This project provides the code for CSAOpt worker nodes. This is deployed on target instances via Docker images. Workers pull work from the broker, compile models, run optimizations on GPU hardware and and post results back to the broker. Initially written in C++11 (for CUDA) this project now uses numba, which provides JIT compilation of a subset of python (called nopython) into CUDA kernels directly via PTX assembly.
Machine hosting the worker containers need to run docker (duh!) and are subject to following requirements (mainly dictated by nvidia-docker2):
- GNU/Linux x86_64 with kernel version > 3.10
- Docker >= 1.12
- NVIDIA GPU with Architecture > Fermi (2.1)

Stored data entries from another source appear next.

Issue #4997, opened 2024-05-31
VALUES for SparqlBuilder


fkleedorfer:
### Problem description

The sparqlbuilder module does not have a way of providing VALUES.

### Are you interested in contributing a solution yourself?

Yes

### Anything else?

I already have that. Will open a PR that contributes it.

PR #5002, opened 2024-06-01
GH-4997: Enable SparqlBuilder to create VALUES clauses

fkleedorfer:
GitHub issue resolved: #4997 

Adds a builder for VALUES clauses and integrates them with GraphPattern and Select

----

### DIFF
--- a/core/sparqlbuilder/src/main/java/org/eclipse/rdf4j/sparqlbuilder/constraint/Values.java
+++ b/core/sparqlbuilder/src/main/java/org/eclipse/rdf4j/sparqlbuilder/constraint/Values.java
@@ -1,0 +1,217 @@
+/*******************************************************************************
+ * Copyright (c) 2024 Eclipse RDF4J contributors.
+ *
+ * All rights reserved. This program and the accompanying materials
+ * are made available under the terms of the Eclipse Distribution License v1.0
+ * which accompanies this distribution, and is available at
+ * http://www.eclipse.org/org/documents/edl-v10.php.
+ *
+ * SPDX-License-Identifier: BSD-3-Clause
+ *******************************************************************************/
+package org.eclipse.rdf4j.sparqlbuilder.constraint;
+
+import java.util.*;
+import java.util.stream.Collectors;
+import java.util.stream.Stream;
+
+import org.eclipse.rdf4j.model.IRI;
+import org.eclipse.rdf4j.sparqlbuilder.core.Variable;
+import org.eclipse.rdf4j.sparqlbuilder.graphpattern.GraphPattern;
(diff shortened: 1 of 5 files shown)


fkleedorfer:
Happy to rebase that onto develop and change the target branch to develop, if needed.

core/sparqlbuilder/src/main/java/org/eclipse/rdf4j/sparqlbuilder/constraint/Values.java
```diff
@@ -0,0 +1,217 @@
+/* *****************************************************************************
+ * Copyright (c) 2015 Eclipse RDF4J contributors, Aduna, and others.
```
hmottestad, line 2: Could you update this to the current copyright template?

You can find it here: https://github.com/eclipse/rdf4j/blob/main/CONTRIBUTING.md

core/sparqlbuilder/src/main/java/org/eclipse/rdf4j/sparqlbuilder/core/query/Query.java
```diff
@@ -246,7 +256,7 @@ public String getQueryString() {
 		if (offset >= 0) {
 			query.append(OFFSET + " ").append(offset).append("\n");
 		}
-
+		SparqlBuilderUtils.appendAndNewlineIfPresent(values, query);
```
hmottestad, line 259: Doesn't the VALUES clause usually go at the beginning of the WHERE clause?

hmottestad:
> Happy to rebase that onto develop and change the target branch to develop, if needed.

Yeah, this needs to target the develop branch.

Btw. Have you considered supporting VALUES inside UNION clauses? It's a common scenario for getting better performance since the scoping of the UNION means that any VALUES clauses outside the UNION clause will be evaluated after the UNION clauses. Duplicating the VALUES clause inside each branch of the UNION clause fixes the scoping issue so the VALUES clause can be used when executing the joins inside each UNION clause.

fkleedorfer:
You can add it to any GraphPattern, so you can also add it to a Union pattern

fkleedorfer:
... But we might be able to make that more explicit if you like

core/sparqlbuilder/src/main/java/org/eclipse/rdf4j/sparqlbuilder/core/query/Query.java
fkleedorfer: No.  https://www.w3.org/TR/sparql11-query/#sparqlGrammar says:

``` 
[2] | Query  ::=  Prologue
                  ( SelectQuery | ConstructQuery | DescribeQuery | AskQuery )
                  ValuesClause
```

Issue #5030, opened 2024-06-14
FedX does not correctly reduce federation members, when the query contains a FROM clause


aschwarte10:
### Current Behavior

FedX supports interpret the Dataset being defined on the query: if it is of type `FedXDataset`, the  federation is reduced to the members defined by `FedXDataset#getEndpoints()`.

This is a nice means to evaluate a query on a subset of the federation and is generally working fine.

When the query contains a FROM clause, however, the externally passed `Dataset` is wrapped into a `FallbackDataset` (which internally keeps the FedXDataset as primary one.

### Expected Behavior

The federation engine correctly respects an externally passed `FedXDataset`to reduce the federation

### Steps To Reproduce

See test case in the provided PR

### Version

4.8.12

### Are you interested in contributing a solution yourself?

Yes

### Anything else?

Would like to see this merged still as part of 5.0

PR #5031, opened 2024-06-14
GH-5030: fix FedXDataset support for queries with FROM clauses

aschwarte10:
GitHub issue resolved: #5030 

FedX supports interpret the Dataset being defined on the query: if it is of type FedXDataset, the federation is reduced to the members defined by FedXDataset#getEndpoints().

This is a nice means to evaluate a query on a subset of the federation and is generally working fine.

When the query contains a FROM clause, however, the externally passed Dataset is wrapped into a FallbackDataset (which internally keeps the FedXDataset as primary one.

This change now inspects the FallbackDataset and unwraps it to reduce the members. Note that for execution still the "FallbackDataset" is used.

----

### DIFF
--- a/core/query/src/main/java/org/eclipse/rdf4j/query/impl/FallbackDataset.java
+++ b/core/query/src/main/java/org/eclipse/rdf4j/query/impl/FallbackDataset.java
@@ -113,4 +113,12 @@ public class FallbackDataset implements Dataset, Serializable {
 		}
 	}
 
+	public Dataset getPrimary() {
+		return primary;
+	}
+
+	public Dataset getFallback() {
+		return fallback;
+	}
+
 }
--- a/tools/federation/src/main/java/org/eclipse/rdf4j/federated/evaluation/FederationEvalStrategy.java
+++ b/tools/federation/src/main/java/org/eclipse/rdf4j/federated/evaluation/FederationEvalStrategy.java
@@ -121,6 +121,7 @@ import org.eclipse.rdf4j.query.algebra.evaluation.util.QueryEvaluationUtil;
 import org.eclipse.rdf4j.query.algebra.helpers.TupleExprs;
 import org.eclipse.rdf4j.query.algebra.helpers.collectors.VarNameCollector;
 import org.eclipse.rdf4j.query.impl.EmptyBindingSet;
+import org.eclipse.rdf4j.query.impl.FallbackDataset;
 import org.eclipse.rdf4j.repository.RepositoryException;
 import org.eclipse.rdf4j.repository.sparql.federation.CollectionIteration;
 import org.eclipse.rdf4j.repository.sparql.federation.RepositoryFederatedService;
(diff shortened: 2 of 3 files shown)


core/query/src/main/java/org/eclipse/rdf4j/query/impl/FallbackDataset.java
```diff
@@ -113,4 +113,12 @@ private void appendURI(StringBuilder sb, IRI uri) {
 		}
 	}
 
+	public Dataset getPrimary() {
```
aschwarte10, line 116: do you think it is OK to make the primary dataset accessible for use in FedX?

tools/federation/src/main/java/org/eclipse/rdf4j/federated/evaluation/FederationEvalStrategy.java
```diff
@@ -179,19 +180,8 @@ public TupleExpr optimize(TupleExpr expr, EvaluationStatistics evaluationStatist
...
-		if (dataset instanceof FedXDataset) {
-			// run the query against a selected set of endpoints
-			FedXDataset ds = (FedXDataset) dataset;
-			members = federationContext.getEndpointManager().getEndpoints(ds.getEndpoints());
-		} else {
-			// evaluate against entire federation
-			FedX fed = federationContext.getFederation();
-			members = fed.getMembers();
-		}
+		List<Endpoint> members = getMembersFromContext(stats);
```
aschwarte10, line 184: Note: the logic is now moved into a helper method. Potentially allowing derived extensions to do additional pruning of members in the query context

tools/federation/src/main/java/org/eclipse/rdf4j/federated/evaluation/FederationEvalStrategy.java
```diff
@@ -270,6 +260,34 @@ public TupleExpr optimize(TupleExpr expr, EvaluationStatistics evaluationStatist
...
+	 *
+	 * @param evaluationStatisticss to keep the current query context
+	 * @return
+	 */
+	protected List<Endpoint> getMembersFromContext(FederationEvaluationStatistics evaluationStatisticss) {
+		Dataset queryDataset = evaluationStatisticss.getDataset();
+
+		// if the query uses a FROM clause, the external dataset
+		// is wrapped as primary dataset in FallbackDataset
+		if (queryDataset instanceof FallbackDataset) {
```
aschwarte10, line 276: this is actually the only change in logic: we unwrap the primary dataset from the FallbackDataset

aschwarte10:
@hmottestad can I ask for a review to have this bug fix still in 5.0? It is relevant for the use of FedX in our product, where we have means to reduce the federation for a specific query.

Also: can you comment on the failed "dash-license" check? Is this something we need to look after? In my change I have not done anything with dependencies.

- NVIDIA drivers ~= 361.93 (untested on older versions)
However, if you are looking at this repository, chances are you might be interested
in debugging worker code or your own models. If that is the case, you will be glad
to hear that the debug-enabled version (via the usual optimization config, refer to
the CSAOpt documentation) will run without nvidia-docker
, as the worker will use
Numba's GPU simulator, running the worker code solely on CPU (and thusly, much much
slower).
The models (i.e. model specific implementation of the Simulated Annealing routines) are serialized on the application master and transmitted to the workers. Workers use a rudimentary file template to generate the actual optimization code at runtime. This code is then loaded and JIT-ed by numba, which then runs the optimization kernels on the GPU hardware.
The workers run on hardware that has Nvidia GPUs available and uses CUDA to run the parallelized optimization algorithm. To minimize the platform dependency, the host machines need not provide any CUDA specific packages, since the worker Docker image already provides all CUDA requirements. Only the GPU driver is required on the host.
This is not intended to be built by hand as it will be deployed
automatically to the target machines using docker. That being said, manual
building should still be relatively straightforward. Dependencies are managed by
conda
and are listed in the environment.yml
. To create an environemnt with
all required dependencies, from the project root execute:
# Create environement and resolve/install all dependencies listed in environment.yml
conda env create
# after downloading all deps (might take a while)
source activate csaopt-worker
# Then, in the activated environment
dramatiq --processes 1 --threads 3 broker:broker worker.tasks.actors
This will start the broker client that accepts model deployments and optimization jobs.
Note that running this without docker
and nvidia-docker
requires an installed CUDA
toolkit in addition to the required Nvidia graphics drivers.
Kernels can even be executed manually, even without GPU hardware, using the debugging
infrastructure of Numba
. This works by setting the NUMBA_ENABLE_CUDASIM
env
variable to 1. This switches numba to the CUDA simulator mode, which is run on
the CPU and can be inspected for debugging. Refer to
the documentation for further details.
You can also have a look at the test suite.